Día completo que comenzó a las 6 de la tarde, bajo un manto de lluvia que calaba hasta los huesos. Visita relámpago a FNAC y nuevo paseo por el centro de Madrid en dirección a la sidrería donde se efectuó el magno evento cumpleañero. La calle Fuencarral, mojada y atascada por el gentío, fue testigo de las andanzas, chanzas y bromas de parte del grupo.
Una vez llegados al lugar de los hechos, tras infructuosas paradas en diversos cajeros de la mencionada calle, se sidreó con delectación, se habló de todo menos del tiempo, descubrimos una nueva especie de primate especializado en la sustracción de monederos y tarjetas de crédito -ni la mona Chita en todo su bagaje laboral, habrá conocido tamañas cotas de lucidez, y desenvoltura-, perros con dietas, cuando menos, discutibles; cantantes encumbradas por razones ajenas a la calidad de su voz, cantautores conocidísimos en su casa a la hora de comer...

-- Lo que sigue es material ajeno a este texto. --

PR #450, opened 2023-08-30
chore: update SECURITY.md

spavlusieva:


behnazh-w:
@spavlusieva The check is failing because of an issue that was fixed earlier today. Please rebase your branch on `staging` and it should be resolved.

behnazh-w:
The change in this PR is already merged via #456 so that it appears in the upcoming release.

PR #454, opened 2023-08-31
refactor!: remove --config-path CLI option

### LINKED ISSUE #417: Discussion on how to handle --config-path option of the analyze command after pull-request 401
As part of https://github.com/oracle/macaron/pull/401, the `--config-path` CLI option of Macaron has been agreed that it is not important for Macaron _at the moment_ because of the following reasons:
- In our Sphinx documentation, we don't have any examples for using this `--config-path` option.
- The content of this config file is a duplication of others CLI options we have to specify the main component (e.g. `repo-path` or `branch` or `digest`). The adding of `-purl` in https://github.com/oracle/macaron/pull/401, we also decide that's not worth adding `-purl` option to the config file because it would lead to potential conflicting values between the input yaml config file and other options.

Therefore, it's decided to find a way to potentially remove the involvement of `--config-path` with the existing design of Macaron. There are multiple options, each with its own pros/cons. This ticket is created for the discussion on what is the best option to proceed.

1. Remove the `--config-path` option completely. Because this feature is not likely to be known and used by the users of Macaron (as far as we know), we don't need to go through a "Deprecated" process for it.
- Pros: remove any entangle with the current development. This make sure that this feature won't be in our way. It's reasonable to do this as we are still < v1.0 so it's possible for these changes.
- Cons: what if there is need for this feature in the future, especially that the `--config-path` has support for pinning the dependencies version of the main software component that Macaron analyzes.

2. Leave the `--config-path` as it is and ignore it as we move on with the development (**need to make sure that its existence won't be conflicted with any existing or future CLI options**).
- Pros: We could still keep this feature for future usage
- Cons: It could get in our way when we change the interface of Macaron.

3. Move the `--config-path` to a separated option/command as a "light-weight" SBOM option where the user could define the specific dependencies by themselves.
- However, I think that this could still require a lot of effort to move and maintain it without bringing any major benefits (as far as it is now).

When making any changes to this option, these are the aspects that we need to care about:
- The integration tests stills uses this options
- Remove the documentation for [this option in our Sphinx documentation](https://oracle.github.io/macaron/pages/cli_usage/action_analyze.html#cmdoption-c)

Please feel free to give your opinions and suggestions about this.

tromai:
Closes #417 .


scripts/dev_scripts/integration_tests.sh
```diff
@@ -123,109 +118,45 @@ $RUN_MACARON analyze -rp https://github.com/apache/maven -b master -d 6767f2500f
...
 
 echo -e "\n----------------------------------------------------------------------------------"
-echo "micronaut-projects/micronaut-core: Check the e2e output JSON file with config and no dependency analyzing."
+echo "micronaut-projects/micronaut-core: Check the e2e output JSON file with no dependency analyzing."
 echo -e "----------------------------------------------------------------------------------\n"
-JSON_RESULT_DIR=$WORKSPACE/output/reports/github_com/micronaut-projects/micronaut-core/
-JSON_EXPECT_DIR=$WORKSPACE/tests/e2e/expected_results/micronaut-core
-
-declare -a COMPARE_FILES=(
-    "micronaut-core.json"
```
behnazh-w, line 156: Instead of removing this test case, how about using a custom SBOM to analyze selected dependencies?

scripts/dev_scripts/integration_tests.sh
```diff
@@ -123,109 +118,45 @@ $RUN_MACARON analyze -rp https://github.com/apache/maven -b master -d 6767f2500f
...
+echo "apache/maven: Check the e2e output JSON file with no dependency analyzing."
 echo -e "----------------------------------------------------------------------------------\n"
-JSON_RESULT_DIR=$WORKSPACE/output/reports/github_com/apache/maven
-JSON_EXPECT_DIR=$WORKSPACE/tests/e2e/expected_results/maven
-
-declare -a COMPARE_FILES=(
-    "maven.json"
-    "guava.json"
-    "mockito.json"
-)
```
behnazh-w, line 192: Same comment as above.

tromai:
This PR will be closed because we will not proceed with removing the input yaml file completely. See https://github.com/oracle/macaron/issues/417#issuecomment-1707472105

PR #466, opened 2023-09-10
fix: encode PURL qualifiers as a normalized string

behnazh-w:
This PR sets ``encode=True`` to encode qualifiers of a PURL string as a normalized string while converting it to a dictionary because SQLite doesn't support ``dict`` type.

It also adds exception handling for deserializing a PURL string while initializing a Component instance.

### DIFF
--- a/src/macaron/database/table_definitions.py
+++ b/src/macaron/database/table_definitions.py
@@ -24,7 +24,7 @@ from sqlalchemy.orm import Mapped, mapped_column, relationship
 
 from macaron.database.database_manager import ORMBase
 from macaron.database.rfc3339_datetime import RFC3339DateTime
-from macaron.errors import CUEExpectationError, CUERuntimeError
+from macaron.errors import CUEExpectationError, CUERuntimeError, InvalidPURLError
 from macaron.slsa_analyzer.provenance.expectations.cue import cue_validator
 from macaron.slsa_analyzer.provenance.expectations.expectation import Expectation
 from macaron.slsa_analyzer.slsa_req import ReqName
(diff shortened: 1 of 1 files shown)


src/macaron/database/table_definitions.py
```diff
@@ -172,9 +172,21 @@ def __init__(self, purl: str, analysis: Analysis, repository: "Repository | None
...
-        purl_parts = PackageURL.from_string(purl)
-        purl_kwargs = purl_parts.to_dict()
+        try:
+            purl_parts = PackageURL.from_string(purl)
+        except ValueError as error:
+            raise InvalidPURLError(f"The package url {purl} is not valid.") from error
+
+        # We set ``encode=True`` to encode qualifiers as a normalized string because SQLite doesn't support ``dict`` type.
+        # TODO: Explore the ``dbm`` or ``shelve`` packages to support dict type, which are part of the Python standard library.
+        purl_kwargs = purl_parts.to_dict(encode=True)
```
tromai, line 188: Can you specify that the `qualifiers` here is the `qualifiers` component of the PackageURL? 
I wonder what is the behavior of SQLite if we don't set `encode=True` in this place? Would it raise warnings when storing the `Component` instances into the database or it raise an exception?

behnazh-w: >Can you specify that the qualifiers here is the qualifiers component of the PackageURL?

If you mean the documentation here is not enough, I would disagree. ` purl_parts` refers to the parts of a PURL and I'm documenting why `encode=True` is passed as argument to `to_dict` function. There are various references to the PURL spec in the implementation and the reader should read them if not familiar.

In general it's not necessary to fully document a third-party concept when the references are provided.

behnazh-w: >I wonder what is the behavior of SQLite if we don't set encode=True in this place? Would it raise warnings when storing the Component instances into the database or it raise an exception?

Because the `qualifiers` will be of `dict` type, it throws an exception while storing the value.

tromai: > In general it's not necessary to fully document a third-party concept when the references are provided

I didn't mean that we should document third-party concept. I think it's hard for us (developers) to understand where is the `qualifiers` coming from. Is the `qualifiers` something related to the PURL or something else. In additions, when I first read this line, I don't know right away in which concrete case the `qualifiers` will be displayed as a dictionary if `encode=False`. Perhaps we could adjust it slightly to something like this:
```
We set ``encode=True`` so that the ``purl_parts``'s qualifiers will returned as a normalized string instead of a dictionary. This is because these values are used to initialized the instances of `Component`, which will be stored into the database , and SQLite doesn't support ``dict`` type. See https://github.com/package-url/purl-spec/blob/master/PURL-SPECIFICATION.rst for more information on the ``qualifiers`` component of a PURL.
```

behnazh-w: You shouldn't see this change in isolation. By the time a developer reaches this line of code, they have already been introduced to PURL via an earlier reference to https://github.com/package-url/purl-spec/blob/master/PURL-SPECIFICATION.rst and should know about `qualifiers`. I don't think it's needed to keep repeating this reference every time we do something with a PURL string.

tromai (approved):

PR #467, opened 2023-09-11
fix: check if repository is available in provenance available check

behnazh-w:
If a repository is not available for an artifact/analysis target identified by a PURL string, the  `mcn_provenance_available_1` check throws an exception. 

This PR fixes this bug by checking if the repository is available before running the check.


nathanwn (approved):
As we have discussed, I wonder if this issue can be prevented with static type checking. We should revisit this in the future to see if there is a solution that works well with both SQLAlchemy and mypy.

behnazh-w:
> As we have discussed, I wonder if this issue can be prevented with static type checking. We should revisit this in the future to see if there is a solution that works well with both SQLAlchemy and mypy.

Yes, it would be nice to enforce type checking on repositories, which can be `None` in our data model. But that requires some investigation.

A todo esto llegó la segunda hornada de invitados, venidos de lejanas tierras inclusive, para disfrutar con los productos típicos del norte de la península en forma de tortilla paisana, croquetas y una surtida variedad de quesos que hicieron las delicias de todos.
Tras ello, entrega de regalos de los que estoy dando buena cuenta, paseo hasta un bar con aire bohemio, última ingesta de líquidos y cada mochuelo a su olivo, que no eran horas, el fin de semana había sido largo y estos momentos hay que paladearlos con mesura.